А Шебякин хрумкал огурцами и губами причмокивал. Нам малосольных не предложил. Жадина какая…
Тут до меня вдруг дошло, какие жуткие, какие дикие шумы доносятся из-за стены. Что-то падало, обрушивалось с грохотом. Я посмотрел со значением на Сашеньку, она грустно покачала головой. Тоже услышала и пришла к тому же выводу. Понятно, что происходит: «космонавты» квартиру мою громят. Меня с Сашенькой не обнаружили и теперь злость срывают. Ну и заодно вроде как проверяют, не спрятались ли мы в шкафу каком, под диваном или под плинтусом. Сволочи…
Я сидел и вслушивался в каждый доносившийся из-за стены звук. Вот это в гостиной стенку Костромской фабрики, из модной прессованной фанеры, на куски разрубают. Вот в спальне платяные шкафы рушатся, вот трещит знаменитая Постель Измены… Потрясающая, двойная, сверхдефицитная кровать. О, сколько всего она перевидала! Какие на ее долю выпадали приключения! И вот теперь жестокие люди крошат ее, превращая в кучу бессмысленных обломков…
А вот они уже, похоже, в моей любимой квадратной кухне… Ясно слышу, как под матерный рык взлетает в воздух и падает, разлетаясь на щепки, родной стол, за которым столько сижено, столько выпито. От каждого нового удара я вздрагивал, как от боли. Сашенька ласково положила мне руку на затылок. Знает, как на меня действует ее ладошка. Сразу все горести уходят, уменьшаются в размерах до микроскопических, а потом и вовсе растворяются в воздухе. Что там всякие дурацкие квартиры-шмартиры, мебель-шмебель… Какие все пустяки… по сравнению… Вот тепло ее руки на затылке. В общем-то ничего больше в жизни и не нужно. Эх…
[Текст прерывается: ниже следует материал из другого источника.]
PR #8051, opened 2019-08-13
Closes 3212 shift key selection to picklist, orderlist

### LINKED ISSUE #3212: OrderList and PcikList Multi-Select feature should support range (Shift+select) selection
```
```

Request List-box (OrderList and PcikList )'s Multi-Select feature support range (Shift+select) selection, this will be especially nessesory when the list items are very big.

Gretam11:
This PR attempts to close #3212
I saw that this feature was postponed for quite long time, but it looks like several people at least need it, including me. I've tried to implement it as similar as possible to other features in these components, also it is almost identical in `picklist` and `orderlist`.
Please let me know if i need to cover some more cases or add tests, I would really like to have shift selection in picklist.

### DIFF
--- a/src/app/components/orderlist/orderlist.spec.ts
+++ b/src/app/components/orderlist/orderlist.spec.ts
@@ -159,7 +159,7 @@ describe('OrderList', () => {
       fixture.detectChanges();
       
       const ctrlClickEvent = {'ctrlKey':true};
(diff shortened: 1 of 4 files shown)


Cr3aHal0:
Any news on the probability to see this user-experience-mandatory feature in PrimeNG ?

konuch:
This is still a valid PR that should get an attention.

PR #10899, opened 2021-11-30
Fix documentation bug

tomer953:
fix documentation bug

a small documentation bug in the avatar section.


yigitfindikli:
Hi @tomer953,

Thanks for your contrubution.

Правда, Шебякин отвлекал слегка, старый пень. Не давал до конца сосредоточиться на главном. Хотя сам-то он, кажется, отъехал куда-то в свою страну. Ничего не слышал и не замечал. Вот как, значит. Когда мы там за стенкой выражали свои эмоции чуть громче обычного, так он каждый звук регистрировал, до сих пор простить нам не может. А когда квартиру его соседа крушат его же бывшие коллеги, так слух у него отключился. Или резко ослабел. Глуховат стал! А о нашем присутствии вроде бы вообще забыл. Покрякивая, наливал себе вторую порцию ирландского зелья. Зачем-то смотрел на свет сквозь полный стакан. Бормотал что-то, наверное, опять насчет души и загробной жизни. Хотелось сказать ему: «Смотри, дед, еще накаркаешь… напророчествуешь, того и гляди, отправимся, пожалуй, по описанному тобой маршруту».
Хотя генерала своего они постараются пожалеть, если что, думал я. Скорее это я его могу пришить под горячую руку. Если он начнет нас «космонавтам» сдавать.